**What to work on**. Beginning with the first line, copy out each line of the material until the line containing "#### Upload" has been copied as well.

**Source material**.
PR #329, opened 2018-07-04
Fix sourcemapping in coverage reports

ollelauribostrom:
Jest does not correctly map lines in coverage reports back to the original Typescript files. This PR fixes this by generating inline source maps during test-runs which is picked up by Jest.

### Summary of Changes
* Adding the inlineSourceMap option to tsconfig.test.json
* Adding the --no-cache flag when collecting coverage with Jest


yurydelendik:
Thanks

Issue #286, opened 2018-06-05
Handle file collisions on upload


ollelauribostrom:
When uploading a file/directory with an already existing name, an error is currently thrown (at Project.addFile). This collision needs to be handled (starting point in the [App Component](https://github.com/wasdk/WebAssemblyStudio/blob/1c3104cf4c781a3480360f0e2239241a61b11bb5/src/components/App.tsx#L684)). 

Somewhat related to #172 where its mentioned that it could be a good idea to rename dragged/uploaded files to main.c.2 etc when a collision occurs (instead of preventing the drag/throwing this error).

yurydelendik:
Re-opening.. looks like we regressed some functionality at #335

PR #332, opened 2018-07-05
Improving the handling of name collisions

ollelauribostrom:
Associated Issue: #286 

### Summary of Changes
This improves the handling of name collisions on file/directory move and upload. Instead of preventing the drop, files/directories are renamed to `main.c.2`, `src.2` etc. as proposed in #172

* Name collisions are now handled in Directory.ts when adding a new file
* The DragAndDrop class now accepts dropping files even if there are a name collision
* Tests & upload utilities have been updated

#### Drag
- Create empty C project
- Create a new file called main.c
- Drag the new main.c into the src directory
- The file should be renamed to main.c.2

#### Upload
- Upload a file/directory
- Upload the same file/directory again
- The second upload should be renamed

### DIFF
--- a/src/components/App.tsx
+++ b/src/components/App.tsx
@@ -681,7 +681,6 @@ export class App extends React.Component<AppProps, AppState> {
             this.setState({ uploadFileDialogDirectory: null });
           }}
           onUpload={(files: File[]) => {
-            // TODO: Handle file collisions.
             files.map((file: File) => {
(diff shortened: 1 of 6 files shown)


yurydelendik:
We are dealing too much with extensions to determine e.g. file type. It will be better to add suffix before the known(?) extension, e.g. 'file.js' -> 'file.2.js' (or 'file (2).js')

yurydelendik:
Thank you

**Finished task**.
PR #329, opened 2018-07-04
Fix sourcemapping in coverage reports

ollelauribostrom:
Jest does not correctly map lines in coverage reports back to the original Typescript files. This PR fixes this by generating inline source maps during test-runs which is picked up by Jest.

### Summary of Changes
* Adding the inlineSourceMap option to tsconfig.test.json
* Adding the --no-cache flag when collecting coverage with Jest


yurydelendik:
Thanks

Issue #286, opened 2018-06-05
Handle file collisions on upload


ollelauribostrom:
When uploading a file/directory with an already existing name, an error is currently thrown (at Project.addFile). This collision needs to be handled (starting point in the [App Component](https://github.com/wasdk/WebAssemblyStudio/blob/1c3104cf4c781a3480360f0e2239241a61b11bb5/src/components/App.tsx#L684)). 

Somewhat related to #172 where its mentioned that it could be a good idea to rename dragged/uploaded files to main.c.2 etc when a collision occurs (instead of preventing the drag/throwing this error).

yurydelendik:
Re-opening.. looks like we regressed some functionality at #335

PR #332, opened 2018-07-05
Improving the handling of name collisions

ollelauribostrom:
Associated Issue: #286 

### Summary of Changes
This improves the handling of name collisions on file/directory move and upload. Instead of preventing the drop, files/directories are renamed to `main.c.2`, `src.2` etc. as proposed in #172

* Name collisions are now handled in Directory.ts when adding a new file
* The DragAndDrop class now accepts dropping files even if there are a name collision
* Tests & upload utilities have been updated

#### Drag
- Create empty C project
- Create a new file called main.c
- Drag the new main.c into the src directory
- The file should be renamed to main.c.2

#### Upload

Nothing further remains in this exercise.